In Spain and Italy this is an old problem. Looking only at the 40 championships in La Liga and Serie A titles since 1970 shows just how dominant a small group of clubs are. In Spain, 28 of the 40 titles have been won by either Real Madrid or Barcelona. In Italy, 29 of the titles have gone to either Juventus or AC Milan or Inter Milan.
The EPL, formed in 1993 is now considered the world’s No. 1 league. It may or not be that, but it is certainly in the top spot when it comes to publicity and marketing. So we’re bound to hear all about how the league has been commandeered by the big four -- Arsenal, Chelsea, Liverpool and Manchester United. Only one of the EPL’s 17 championships has not been won by one of those teams -- that was when Blackburn Rovers snuck off with the 1995 title. And it’s not just the top place, either. Since 2001, Newcastle United is the only “outsider” to even make one of the top three positions.

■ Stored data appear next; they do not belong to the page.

PR #417, opened 2021-08-18
Fix `number_weakly_connected_components` if holes in node indices.

georgios-ts:
`number_weakly_connected_components`  returns wrong answer if the graph has holes in the node indices. This commit modifies the source code of `petgraph::algo::connected_components` to handle this case.

### DIFF
--- a/src/connectivity/mod.rs
+++ b/src/connectivity/mod.rs
@@ -28,8 +28,7 @@ use pyo3::Python;
 use petgraph::algo;
 use petgraph::graph::NodeIndex;
 use petgraph::unionfind::UnionFind;
-use petgraph::visit::NodeCount;
-use petgraph::visit::{EdgeRef, IntoEdgeReferences, NodeIndexable};
+use petgraph::visit::{EdgeRef, IntoEdgeReferences, NodeCount, NodeIndexable};
 
 use ndarray::prelude::*;
 use numpy::IntoPyArray;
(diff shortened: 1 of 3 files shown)


src/connectivity/mod.rs
```diff
@@ -225,17 +227,41 @@ pub fn digraph_find_cycle(
...
+    for edge in graph.graph.edge_references() {
+        let (a, b) = (edge.source(), edge.target());
+
+        // union the two vertices of the edge
+        vertex_sets.union(graph.graph.to_index(a), graph.graph.to_index(b));
+    }
+    let mut labels = vertex_sets.into_labeling();
+    labels.sort_unstable();
+    labels.dedup();
+    labels.len()
```
IvanIsCoding, line 264: This works, but connecting the first node with the removed nodes is a bit hacky. Also, we can avoid the sort at the end.

A simpler algorithm is to subtract one from the number of components every time we do a union. If we initialize `weak_components` as the number of non-removed, we can tweak the existing code to get the answer:

```rust
for edge in graph.graph.edge_references() {
        let (u, v) = (edge.source(), edge.target());
        if vertex_sets.union(graph.graph.to_index(u), graph.graph.to_index(v)){
            weak_components -= 1;
        }
    }
```

The answer is `weak_components`

IvanIsCoding (commented):
Thanks for finding and fixing the bug! Commenting with a simpler implementation without sort

src/connectivity/mod.rs
georgios-ts: Thanks, this is much simpler! Done in 168f0d1

IvanIsCoding (approved):
LGTM!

Is this domination by an elite group necessarily a bad thing? Does it take the excitement out of the season? Does it turn the fans off? Does it have a negative effect on the smaller teams -- in particular, does it make them play defensively?
You’d have to say that the answer to all those questions -- except possibly the last one -- is No. Indeed, given the continued popularity of the sport and the soldout stadiums, you might even argue that the presence of a small group of rich super-clubs (and the super clubs are always super-rich these days) is an attraction.
Soccer does not, never has, complied with “obvious” scenarios. Way back in the late 1800s in England when the sport was still an amateur affair, it was predicted with great certainty that the arrival of pros would kill it off. When that didn’t happen, a new alarm bell was sounded because most of the pros were foreigners -- Scots, that is -- and players were beginning to move from their hometowns to play elsewhere. Surely the fans would never put up with that?
They did, of course, and soccer grew stronger. It even flourished when teams all over Europe began to sign players from other continents. And it now seems able to live quite happily with seriously unbalanced leagues.
This might be a matter of some interest to the people at Major League Soccer. Parity is an important word there, as it is in all American sports. MLS has certainly got plenty of parity, and you know that is considered a good thing -- even though the current experience in Europe tells a very different story, where disparity is working like a charm.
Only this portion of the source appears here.